In this exercise, we calculated \(\Delta S^\circ\) for the reaction \(3\ \text{H}_{2}(g)+\text{N}_{2}(g) \rightarrow 2\ \text{NH}_{3}(g)\) and found that it results in a negative value of -198.40 J/mol·K. This implies a decrease in disorder, as the reaction favors the formation of a more ordered product, ammonia (NH₃), from gaseous hydrogen and nitrogen. This negative change reflects a shift towards reduced randomness as the smaller, lighter gases are combined into a more complex molecule.

Temperature-dependent Heat Capacities

Temperature-dependent heat capacities refer to the ability of a substance to absorb heat as the temperature changes, impacting the entropy of systems. In thermodynamics, adjusting for temperature effects is critical because heat capacity can vary with temperature.
For reactions taking place under various temperatures, this characteristic dictates how the entropy and enthalpy values might alter due to the additional thermal energy involved.

• When calculating changes in entropy over different temperatures, ignoring higher order terms like \(T^2/\text{K}^2\) simplifies calculations while providing reasonable accuracy under certain conditions.
• While keeping calculations simpler, this assumption usually works when temperature changes are mild or within a limited range.
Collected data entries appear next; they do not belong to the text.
PR #1467, opened 2026-06-11
Define ServiceEndpoint and VPCEndpoint CRDs

dantingl:


pkg/apis/vpc/v1alpha1/vpcendpoint_types.go
```diff
@@ -0,0 +1,53 @@
...
+
+package v1alpha1
+
+import (
+	metav1 "k8s.io/apimachinery/pkg/apis/meta/v1"
+)
+
+// VPCEndpointSpec defines the desired state of VPCEndpoint
+type VPCEndpointSpec struct {
+	// ServiceEndpointPath is NSX path of the VPC service endpoint being consumed.
```
jianjuns: I feel I commented on this one many times - please do not use "NSX", "path", "Policy", etc. in any API for Namespace/Tenant users, as they do not understand these terms.

Let us call this field ServiceEndpointName, and change the comments too.

dantingl: Thanks Jianjun for your comment. Previously Quan mentioned to me that we need to use service endpoint path in VPC endpoint API, do you mean we call it ServiceEndpointName, the value is NSX path instead of ServiceEndpoint CR name, right?

jianjuns: In CCI API, a shared resource will be referenced by <org-name>:<vpc-name>:<resource-name>, and we still call it "name" not "path". Could you check with @tnqn, what is the plan for ServiceEndpoint reference in CCI API?

dantingl: Thanks Jianjun and Quan, as discussed offline, ServiceEndpointName will use the name from CCI API, with orgID:vpcID:serviceEndpointID format (orgID is NSX project ID)

pkg/apis/vpc/v1alpha1/vpcendpoint_types.go
```diff
@@ -0,0 +1,53 @@
...
+
+package v1alpha1
+
+import (
+	metav1 "k8s.io/apimachinery/pkg/apis/meta/v1"
+)
+
+// VPCEndpointSpec defines the desired state of VPCEndpoint
+type VPCEndpointSpec struct {
+	// ServiceEndpointName is VPC service endpoint name being consumed.
```
jianjuns: the VPC service endpoint name

jianjuns (commented):
A nit. Otherwise LGTM

pkg/apis/vpc/v1alpha1/serviceendpoint_types.go
```diff
@@ -0,0 +1,50 @@
...
+type ServiceEndpointSpec struct {
+	// ServiceEndpointIP is the IP address of the VPC service endpoint.
+	// +kubebuilder:validation:Required
+	// +kubebuilder:validation:Pattern=`^([0-9]{1,3}\.){3}[0-9]{1,3}$`
+	ServiceEndpointIP string `json:"serviceEndpointIP"`
+}
+
+// ServiceEndpointStatus defines the observed state of ServiceEndpoint
+type ServiceEndpointStatus struct {
+	// Conditions describe the current state of the ServiceEndpoint.
```
jianjuns: describes

pkg/apis/vpc/v1alpha1/vpcendpoint_types.go
```diff
@@ -0,0 +1,53 @@
...
+	ServiceEndpointName string `json:"serviceEndpointName"`
+
+	// IPAllocationName defines the IPAddressAllocation CR name that supplies the IP of VPC endpoint.
+	// +kubebuilder:validation:Required
+	IPAllocationName string `json:"ipAllocationName"`
+}
+
+// VPCEndpointStatus defines the observed state of VPCEndpoint
+type VPCEndpointStatus struct {
+	// Conditions describe the current state of the VPCEndpoint.
```
jianjuns: describes

pkg/apis/vpc/v1alpha1/serviceendpoint_types.go
```diff
@@ -0,0 +1,50 @@
+/* Copyright © 2026 VMware, Inc. All Rights Reserved.
+   SPDX-License-Identifier: Apache-2.0 */
+
+package v1alpha1
+
+import (
+	metav1 "k8s.io/apimachinery/pkg/apis/meta/v1"
+)
+
+// ServiceEndpointSpec defines the desired state of ServiceEndpoint
```
jianjuns: Add "." at the end of a sentence.

jianjuns (commented):
Nits. LGTM

pkg/apis/vpc/v1alpha1/serviceendpoint_types.go
```diff
@@ -0,0 +1,50 @@
...
+type ServiceEndpointSpec struct {
+	// ServiceEndpointIP is the IP address of the VPC service endpoint.
+	// +kubebuilder:validation:Required
+	// +kubebuilder:validation:Pattern=`^([0-9]{1,3}\.){3}[0-9]{1,3}$`
```
yanjunz97: Shall we support ipv6 for this? I think this format only works for v4 ip

poojav25:
LGTM

pkg/apis/vpc/v1alpha1/serviceendpoint_types.go
jianjuns: In 9.2 Endpoint supports only IPv4.

dantingl: Thanks Jianjun, yes, I added this because NSX has description in API yaml that 'Must be a valid IPv4 address.'
I think Yanjun has a good point, it's better we remove IP family validation in CRD definition, to avoid incompatibility case for old Supervisor and new NSX.

dantingl:
@jianjuns do we need to support 'service_endpoint_ip_type' in Supervisor CRD now? right now it only has WORKLOAD

pkg/apis/vpc/v1alpha1/serviceendpoint_types.go
jianjuns: > I think Yanjun has a good point, it's better we remove IP family validation in CRD definition, to avoid incompatibility case for old Supervisor and new NSX.

Why this is an issue? It just means to support IPv6 endpoints, you need to upgrade Supervisor too. I think it is generally the case for other features too, no?

dantingl: This is not an issue. I'm thinking if we remove this validation from CRD definition, after NSX supports IPv6 for ServiceEndpoint, we should be able to use IPv6 with old Supervisor and new NSX. And as we can rely on NSX validation and error message, maybe we do not need to add extra validation?

jianjuns:
> service_endpoint_ip_type

No, let us not add it.

yanjunz97 (approved):
LGTM

poojav25 (approved):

In the provided exercise, such simplifications were applied by omitting terms in temperature-dependent heat capacities higher than \(T^2/\text{K}^2\). This allows students to focus on core concepts of reaction entropy change without getting lost in deeper complexities that higher-order terms might introduce. Remember, though simplifications can make calculations easier, they also require careful judgment about when and how they are used.